A dozen Democrats shocked their Senate leadership on Wednesday by voting with Republicans to defeat a $141 billion package of tax incentives for individuals and businesses, as well as jobless benefits, aid to cash-strapped states, and a critical reimbursement fix for Medicare providers.
After a 45-52 vote, Senate Democratic leaders returned to the drawing board to see what kind of package they can formulate that can pass muster with those wary Democrats, anxious about voter anger against rising deficits and the $13 trillion debt, looking to trim down the measure that would have hit the already-ballooning deficit with another $80 billion.
Democrats, already aware the measure was likely to fall short of votes, are expected to quickly unveil a slimmed-down alternate package once they meet in a special caucus Wednesday afternoon to discuss a way forward. Leadership aides told Fox Tuesday that one was already in the works, dialing back many of the provisions in the current bill though not altering its general framework. One senior Democratic leadership aide said the $24 billion in Medicaid funding for the states was likely to remain unscathed, however.
Likely to be included, a proposal by Sen. Jon Tester, D-MT, that would trim off about $6 billion from the price tag by slimming down the unemployment benefits in the bill. Tester would strike a $25-per week hike in the payout of benefits, something that started in the stimulus bill earlier this year.
Sen. Debbie Stabenow, D-MI, said Tuesday, "I think everything, a lot of things, will be on the table," naming the Medicare doctor fix as a likely candidate. There is a 19-month patch to the current formula, stopping a whopping 21% cut in the doctors' federal reimbursement, that could get trimmed to merely fill out the remainder of 2010 or possibly 12 months, according to Democratic sources. Stabenow also said the Tester proposal was seen by many as presenting perhaps the best possible way forward to passage for the bill, though she does not support the actual reduction in benefits.
The senator criticized Republicans for voting for a larger bill in March that added more to the deficit than the bill currently on the floor, but a spokesman for Senate GOP Leader Mitch McConnell, R-KY, said the dynamics surrounding the debate have changed, most notably the nation has hit the $13 trillion debt mark.

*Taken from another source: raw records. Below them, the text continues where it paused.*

PR #478, opened 2015-05-13
Replace return from NSURLRequest type to NSMutableURLRequest in encode function

skywinder:
Replace return from NSURLRequest type to `NSMutableURLRequest` since it's
always `NSMutableURLRequest` except one case (when parameters == nil).
This change get users more flexibility in usage of this `encode` function and eliminate of redundant casting of `NSMutableURLRequest` to `NSMutableURLRequest` after (because in most of cases `encode` function returns `NSMutableURLRequest` already).

### DIFF
--- a/Source/ParameterEncoding.swift
+++ b/Source/ParameterEncoding.swift
@@ -63,7 +63,7 @@ public enum ParameterEncoding {
     /**
         Uses the associated closure value to construct a new request given an existing request and parameters.
     */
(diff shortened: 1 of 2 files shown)


cnoon:
Apologies for not commenting on this earlier @skywinder. We really appreciate you submitting the PR! I merged a slightly modified version of your changes in 464e31b5 and credited you with the change.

Stabenow saw a different cause. "Politics. It's all politics. They think this is what voters want this fall, so that's what they're after," the senator accused.
The group of Democrats voting with Republicans on Wednesday, largely centrists, includes: Sens Mark Begich of Alaska, Russ Feingold and Herb Kohl of Wisconsin, Mary Landrieu of Louisiana, Joe Lieberman of Connecticut, Claire McCaskill of Missouri, Ben Nelson of Nebraska, Bill Nelson of Florida, Mark Pryor of Arkansas, and Jim Webb of Virginia.